О вчерашнем ливне напоминает лишь влажный воздух, врывающийся в окно кухни, когда друг его открывает. На улице ярко светит солнце.

— Я сейчас поеду домой, переоденусь и докуплю нужные лекарства. На обратной дороге заеду за Артёмом. Там, скорее всего, и Комаров подтянется. Посмотрим, как будет себя чувствовать Элина и решим, что делать дальше. А ты пока закажи завтрак, — Марк вновь смотрит на меня. — Не будем говорить, что и ты здесь ночевал. Скажем, что я попросил тебя приглядеть за Элиной, пока ездил в аптеку и за Артёмом.

— Он знает, — в дверях стоит Эля, опираясь о дверную коробку.

Я протягиваю руку, помогая ей присесть на стул.

— Кто, что знает? — уточняет Добровольский.

— Костя догадался, что Артём — сын Артура. Я не стала отрицать. Он мне это вчера ночью сказал.

— И как он к этому отнёсся? — интересуюсь я.

— Сказал, что Артём всегда будет его сыном. Всё же он его растил. И ещё. Наверное, вам тоже нужно это знать, — добавляет девушка. — Костя сказал, что любил Еву. И что сразу, когда я рассказала ему про беременность, он почему-то решил, что ребёнок от тебя, Артур.

Звонит телефон Добровольского. Это подъехало такси.

— Скоро буду, — обещает Марек и выходит на улицу.

Я жду, пока он закроет ворота и вновь включаю сигнализацию. О любых незваных гостях хочется узнать заранее.

Измеряем температуру, затем промываем и капаем глаза. Завтрак решаем не заказывать. Сразу обед. Просим привезти через два часа. И вновь возвращаемся в кровать. Я уже поменял полотенце на бёдрах на боксеры, но остальная одежда ещё не высохла. Марек обещал зайти ко мне домой и взять что-нибудь из вещей.

— Будешь спать? — спрашиваю у девушки, накрывая нас пледом. Мы лежим друг к другу лицом. Даже не верится, что я остался с ней наедине. В кровати.

— Пока не хочется.

Я всё же протягиваю руку и накрываю её горячую ладонь.

— Как Костя узнал о твоей беременности?

— Я встретила его в тот же день, когда и сама узнала. В парке. Мне было очень страшно, я не знала, что делать, полностью растерялась.

— Расскажи мне о том дне, Эля. Расскажи подробно.

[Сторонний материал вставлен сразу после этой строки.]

Issue #1675, opened 2026-06-26
inventory(obs): read-degrade metric + WARN-flood sampling for SoftwareInventoryStore reads


FortitudeEtc:
Governance (PR #1661 fjarvis re-gov, sre). The authoritative-reads fix made `query_software`/`get_agent_software` return `nullopt` on pool/query degrade (now WARN-logged) and `query_installed_software` return `kInternalError`. But `/readyz` deliberately stays green under pure pool **saturation** (it only trips on connection failure, to avoid false LB evictions), so a read-degrade is **dashboard-invisible** — only the store-agnostic `yuzu_pg_acquire_timeout_total` moves. The ingest path has `yuzu_inventory_ingest_total{outcome}`; reads have nothing equivalent.

**Do:** (1) add a `yuzu_inventory_read_degrade_total{reason}` counter (reasons: `store_not_open`/`pool_acquire_timeout`/`query_error`) at the 6 WARN sites + an alert rule; (2) under a sustained outage at 10k agentic-query fan-out the per-read WARN can flood — sample/batch the degrade WARN once the counter exists. Deliver before the first agentic fan-out workload hits this path under load.

Tr3kkR:
> *This was generated by AI during triage.*

Verified against current `dev` HEAD — resolved.

`yuzu_inventory_read_degrade_total{reason}` is now emitted at the store read-degrade sites (e.g. `device_inventory_store.cpp`'s `note_read_degrade` helper, mirrored from `SoftwareInventoryStore::note_read_degrade`), with sampled WARN logging (first occurrence, then every 100th) to avoid a fan-out log flood — matching this issue's ask exactly.

Landed in the same commit as #1664: `1a03b877` — "perf(inventory): batch unnest INSERT + ingest/read observability (#1664/#1675)" — confirmed ancestor of current `dev` HEAD. Commit message: "`yuzu_inventory_read_degrade_total{reason}` counter at the 6 authoritative-read degrade sites + sampled WARN (1st then every 100th)... stops a 10k-fan-out log flood (#1675)."

Closing as resolved.

Issue #1664, opened 2026-06-25
inventory(perf): A-2 batch multi-row INSERT + ingest-latency histogram + herd/blast mitigation (UP-IN4/5)


FortitudeEtc:
Governance (PR #1661) perf/sre/unhappy-path. `SoftwareInventoryStore::apply_installed_software` issues N serial single-row INSERTs inside the pinned transaction (up to 20k), holding a pooled connection for the duration. Under a need_full herd (post-DB-restore cold cache) this can saturate the shared pool, flipping healthy agents touched→full (amplification) and degrading co-tenant stores (cross-store blast, UP-IN4/5). Mitigated today by hash-skip + exp-backoff (degradation, not corruption), so deferred from PR #1661.

**Do:** replace the per-row loop with a batched `INSERT … unnest($1::text[], …)` (or COPY); add a `yuzu_inventory_ingest_duration_seconds{type}` histogram (full-txn hold time is invisible today); quantify the herd touch→full flip.

Tr3kkR:
> *This was generated by AI during triage.*

Verified against current `dev` HEAD — resolved.

`SoftwareInventoryStore::apply_installed_software` (`server/core/src/software_inventory_store.cpp`) now collapses the full-payload replace into a single batched statement — `INSERT ... SELECT ... FROM unnest($2::text[], ...)` — instead of per-row INSERTs, explicitly citing this issue in the code comment ("Batched insert (#1664): one statement carrying the per-row columns as four parallel text[] arrays..."). The `yuzu_inventory_ingest_duration_seconds{source,phase}` histogram (full vs hash_only) was also added.

Landed in `1a03b877` — "perf(inventory): batch unnest INSERT + ingest/read observability (#1664/#1675)" — confirmed ancestor of current `dev` HEAD.

Note: the herd/blast quantification and the pool-contention "distinct outcome label" mentioned in the issue are tracked separately as remaining pool-hygiene work (see #1668 item (c), which is still open).

Closing as resolved.

PR #1683, opened 2026-06-26
perf(inventory): batch unnest INSERT + ingest/read observability (#1664/#1675)

FortitudeEtc:
Fast-follow perf + observability hardening for the installed-software inventory path (ADR-0016), closing #1664 and #1675.

## What changed
- **Batch ingest (#1664).** `SoftwareInventoryStore::apply_installed_software` replaces its up-to-20k single-row INSERT loop with one `INSERT … SELECT … FROM unnest($2::text[], …)` — 5 bound params regardless of row count (a multi-row `VALUES` would hit libpq's 65535-param ceiling at ~13k rows). This collapses the per-agent connection-hold + `statement_timeout` exposure that, under a cold-cache `need_full` herd, could saturate the shared Postgres pool and flip healthy agents touched→full (UP-IN4/5). New reusable `pg::to_text_array` helper (`pg/pg_array.hpp`) builds the text-array literals (always-quote, escape `\`/`"`, drop `0x00`).
- **Ingest/read observability (#1664/#1675).** New series: `yuzu_inventory_ingest_duration_seconds{source,phase}` (full vs hash_only txn hold time), `yuzu_inventory_read_degrade_total{reason}` (authoritative-read degrade — otherwise invisible since `/readyz` stays green under pure saturation; per-site WARN sampled to avoid a fan-out log flood), `yuzu_inventory_stale_agents{source}` (freshness gauge), and `yuzu_inventory_stale_count_unavailable_total` (a freeze-detector that travels with the gauge). Alerts `YuzuInventoryReadDegraded`, `YuzuInventoryIngestSlow`, `YuzuInventoryStaleCountUnavailable` ship active; `YuzuInventoryStaleAgents` ships disabled (no fleet-size-independent threshold — enable after baselining, guidance in `docs/user-manual/inventory.md`).
- **Freshness count is execution-bounded.** `count_stale_agents` runs on the metrics-sweep thread that also runs the sole revocation-teardown backstop, so it bounds BOTH its lease acquire (250ms) AND its query execution (per-statement `SET LOCAL statement_timeout`), backed by a new `(source, last_seen)` index (migration v2). A degrade returns `nullopt` (gauge held, never a false 0).

## Governance
Full pipeline run (16 reviewers across Gates 2–6 + a Gate-8 re-review on the hardening commit). It caught one P0 — `count_stale_agents` could otherwise stall revoked-agent teardown up to 30s (SOC2 CC6.3/CC7.2) because the original 250ms budget bounded only the lease acquire, not the query — now closed and re-verified from source. A second governed round folded two follow-ups (a hot-path move + a `delete_agent` test, the latter strengthened for cross-agent isolation).

## Testing
Clean MSVC compile; full server suite **42188 assertions / 2700 cases green against real Postgres 18**, including the batch round-trip at `kMaxEntries` (20k) with array metacharacters, the read-degrade counter, `count_stale_agents`, a live-registry histogram-by-phase seam test, and the cross-agent-isolation `delete_agent` test. The novel `to_text_array` escaping is unit-tested (pure, no-DB) and round-tripped through PG.

Deferred follow-ups (NUL-in-sanitizer, clock-skew gauge poisoning, custom histogram buckets, diff-based upsert, runbook stubs, etc.) are filed as separate issues.


FortitudeEtc:
Deferred governance follow-ups filed (consolidated from ~9 raw findings into 5 themed issues):

- #1684 — reject NUL (0x00) in the UTF-8 scrub (server + agent, coordinated) — correctness
- #1685 — freshness gauge trusts agent-supplied `collected_at` (clock-skew poisoning) — needs ADR decision
- #1686 — observability polish (custom histogram buckets, episode-relative WARN sampling, `describe()` issue-ref cleanup, stuck-`need_full` detection)
- #1687 — diff-based upsert to cut dead-tuple churn on full-replace — perf, future
- #1688 — create the inventory-ingest runbook (alert `runbook_url` 404s today) — docs/ops, pre-existing

fjarvis (approved):

Three reviewers: a **Claude** subagent and **Codex** reviewed independently then cross-examined, and **Hermes** (Anthropic cyber skill pack) ran an independent injection-focused pass. The injection-critical surface is clean by three independent confirmations; one reviewer's BLOCK did not survive primary-evidence adjudication. Approving with one recommended fold-in.

### The injection surface is clean (triple-confirmed)
`pg::to_text_array` builds a Postgres text-array *literal*, but it's passed as a **bound parameter** (`$2::text[] … $5::text[]`) through `PQexecParams` — agent-supplied `name`/`version`/`publisher`/`install_date` bytes never reach the SQL command text, so quotes/commas/braces/backslashes/`$` cannot inject; worst case is a `22P02` array-parse error, not SQL execution. The escaping is also correct (every element double-quoted; `\` and `"` backslash-escaped — exactly PG's array format).
- **Claude** compiled `pg_array.hpp` standalone and ran the test vector + adversarial inputs (`}); DROP TABLE x;--`) → 17/17.
- **Codex** and **Hermes** each confirmed the bound-parameter path independently.

Also verified correct: full-replace stays one transaction with the per-agent advisory lock (now 64-bit `hashtextextended`); unnest arrays are equal-length by construction with an explicit empty-batch skip; the #1661 UTF-8 scrub + field/entry/source caps still run upstream (not bypassed); `PGresult` is `PQclear`'d on all paths; borrowed `string_view`s are consumed before scope exit; observability labels are bounded (no `agent_id`/PII).

### On the transactional `CREATE INDEX` migration (raised as a blocker — does not block)
One reviewer flagged the v2 `CREATE INDEX inventory_state_source_lastseen_idx` as needing `CONCURRENTLY` under ADR-0008's live-large-table rule. On the evidence it doesn't bite: the index is on **`inventory_state`** — the *parent* table, PK `(agent_id, source)` = **one row per agent** (fleet-sized), **not** the millions-row child `installed_software`. A `CREATE INDEX` on a fleet-sized `(TEXT, BIGINT)` table is sub-second, far under the 30 s `statement_timeout`; ADR-0008 explicitly permits a plain transactional `CREATE INDEX` here. And the store ships in no release tag yet (`v0.12.0-rc0` doesn't contain it), so first-boot installs build the index on an empty table. *Forward-looking note:* if `inventory_state` were ever expected to reach many millions of rows, build the non-transactional migration kind first — but it won't under the current PK.

### Recommended fold-in (non-blocking)
- **Scrub NUL before hashing (all three reviewers flagged this).** `sanitize_utf8_strict` accepts `0x00`, so a NUL survives into a `SoftwareEntry` and is hashed by `canonical_hash`; `to_text_array` then drops it (forced — PG `text` can't store embedded NUL). For a *malformed/malicious* agent this makes the stored `content_hash` describe bytes not present in the row, and hash-skip perpetuates the mismatch (a vuln query for the original name then false-negatives). Conforming agents are immune (`clamp_field` strips NUL pre-hash). Fix: strip/reject `0x00` in `parse_software_blob` *before* hashing so the recomputed hash matches the persisted content — the `pg_array.hpp` header already notes this is the upstream sanitizer's job; this PR just makes the batch path the default ahead of it. Low severity, clean fix.

### Minor (optional)
- `to_text_array`'s reserve under-counts escape bytes — already documented as an intentional geometric-growth fallback; correctness unaffected. Tighten the comment/reserve if you like.
- Worth a glance that the new `with_txn_for` (used by `count_stale_agents` on the metrics-sweep thread) mirrors `with_txn`'s timed-acquire + BEGIN/COMMIT/ROLLBACK semantics.

### Empiricism
The in-tree vcpkg has libpq stripped, so the libpq-linked server TUs don't build offline for any reviewer — mitigated by Claude's standalone `pg_array.hpp` compile+run (17/17 incl. adversarial) and **green CI on the head (9 pass / 2 skipped, verified directly)**; CI runs the `[pg][array]` + `[software_inventory]` batch/degrade tests against real PG 18.

---
*Produced by Codex + a Claude subagent reviewing independently then cross-examining, plus an independent Hermes (Anthropic cyber skill pack) pass, synthesized and adjudicated against the anchors. The one HIGH raised (the index migration) was overruled on primary evidence — fleet-sized parent table + unreleased store; both the other reviewers reached PASS.*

Она рассказывает. Долго и подробно, как я просил. Мне кажется, что я тоже нахожусь в том парке. Смотрю на неё, почти ребёнка, который остался один посреди огромного города, который должен принять одно из самых важных в жизни решений. Не только за себя. За двоих. Даже за троих. Мне не трудно представить реакцию её матери, ведь я был с ней хорошо знаком. Она вчера отказалась пойти в церковь, хотя прошло уже десять лет. Чтобы она наговорила Элине тогда, на пике ещё не схлынувших эмоций? Скорее всего выгнала бы из дома. Спустя бы время одумалась, вернула бы назад, но что случилось бы с Элиной и нашим ребёнком за это время? Перед глазами всё время стоит лицо Артёма. Я почти не знаю его, но уже холодею от ужаса при мысли, что его могло не быть. Что Эля могла не справиться. Думала ли она про аборт? Но задать такой вопрос у меня язык не поворачивается.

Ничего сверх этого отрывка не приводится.